**TO DO:**
Output all of the entries exactly as they are given.

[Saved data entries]
=-=-=
PR #44, opened 2021-09-01
Align behaviour of `AttributeDict` and `AttributeList`

maratori:
`AttributeList.remove()` didn't raise exception if `attribute` not found in list. However `AttributeDict.pop()` did raise exception if `name` not found in dict.
Now they behave the same - no exception.

### DIFF
--- a/lona/html/attribute_dict.py
+++ b/lona/html/attribute_dict.py
@@ -19,6 +19,9 @@ class AttributeDict:
 
     def pop(self, name):
         with self._node.lock:
+            if name not in self._attributes:
+                return None
+
             attribute = self._attributes.pop(name)
 
             self._node.document.add_patch(
@@ -91,17 +94,7 @@ class AttributeDict:
             )
 
     def __delitem__(self, name):
-        with self._node.lock:
-            del self._attributes[name]
-
-            self._node.document.add_patch(
-                node_id=self._node.id,
-                patch_type=self.PATCH_TYPE,
-                operation=OPERATION.REMOVE,
-                payload=[
-                    name,
-                ],
-            )
+        self.pop(name)
 
     def __eq__(self, other):
         with self._node.lock:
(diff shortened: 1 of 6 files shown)


lona/html/attribute_dict.py
```diff
@@ -19,6 +19,9 @@ def items(self):
 
     def pop(self, name):
         with self._node.lock:
+            if name not in self._attributes:
+                return None
```
fscherf, line 23: Does this make sense? The reason why this method raises a key error when the given name is not present in ``_attributes`` is that ``.pop()`` is supposed to to return the value of ``name`` and ``.remove()`` does not do this.

lona/html/data_binding/inputs.py
```diff
@@ -38,13 +38,14 @@ def handle_change(self, input_event):
         # The solution for this problem is to don't send patches back to users
         # who issued them.
 
-        self.attributes.__setitem__(
-            'value',
-            input_event.data,
-            issuer=(input_event.connection, input_event.window_id),
-        )
+        with self.lock:
```
fscherf, line 41: Why is this necessary?  ``AttributeDict.__setitem__()`` pulls the lock for us.

lona/html/node.py
```diff
@@ -177,11 +177,8 @@ def ignore(self):
     def ignore(self, value):
         if value:
             self._attributes['data-lona-ignore'] = 'True'
-
```
fscherf, line 180: I want to keep this newline to keep styling consistent with the rest of the code

fscherf (changes requested):
Great changes in general :+1:  I am ok with everything i didn't comment on

lona/html/attribute_dict.py
maratori: What do you think if I change it as following?
1. `attributes.pop(name)` will raise an exception if name is unknown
=-=-=
**TASK ANSWER:**
PR #44, opened 2021-09-01
Align behaviour of `AttributeDict` and `AttributeList`

maratori:
`AttributeList.remove()` didn't raise exception if `attribute` not found in list. However `AttributeDict.pop()` did raise exception if `name` not found in dict.
Now they behave the same - no exception.

### DIFF
--- a/lona/html/attribute_dict.py
+++ b/lona/html/attribute_dict.py
@@ -19,6 +19,9 @@ class AttributeDict:
 
     def pop(self, name):
         with self._node.lock:
+            if name not in self._attributes:
+                return None
+
             attribute = self._attributes.pop(name)
 
             self._node.document.add_patch(
@@ -91,17 +94,7 @@ class AttributeDict:
             )
 
     def __delitem__(self, name):
-        with self._node.lock:
-            del self._attributes[name]
-
-            self._node.document.add_patch(
-                node_id=self._node.id,
-                patch_type=self.PATCH_TYPE,
-                operation=OPERATION.REMOVE,
-                payload=[
-                    name,
-                ],
-            )
+        self.pop(name)
 
     def __eq__(self, other):
         with self._node.lock:
(diff shortened: 1 of 6 files shown)


lona/html/attribute_dict.py
```diff
@@ -19,6 +19,9 @@ def items(self):
 
     def pop(self, name):
         with self._node.lock:
+            if name not in self._attributes:
+                return None
```
fscherf, line 23: Does this make sense? The reason why this method raises a key error when the given name is not present in ``_attributes`` is that ``.pop()`` is supposed to to return the value of ``name`` and ``.remove()`` does not do this.

lona/html/data_binding/inputs.py
```diff
@@ -38,13 +38,14 @@ def handle_change(self, input_event):
         # The solution for this problem is to don't send patches back to users
         # who issued them.
 
-        self.attributes.__setitem__(
-            'value',
-            input_event.data,
-            issuer=(input_event.connection, input_event.window_id),
-        )
+        with self.lock:
```
fscherf, line 41: Why is this necessary?  ``AttributeDict.__setitem__()`` pulls the lock for us.

lona/html/node.py
```diff
@@ -177,11 +177,8 @@ def ignore(self):
     def ignore(self, value):
         if value:
             self._attributes['data-lona-ignore'] = 'True'
-
```
fscherf, line 180: I want to keep this newline to keep styling consistent with the rest of the code

fscherf (changes requested):
Great changes in general :+1:  I am ok with everything i didn't comment on

lona/html/attribute_dict.py
maratori: What do you think if I change it as following?
1. `attributes.pop(name)` will raise an exception if name is unknown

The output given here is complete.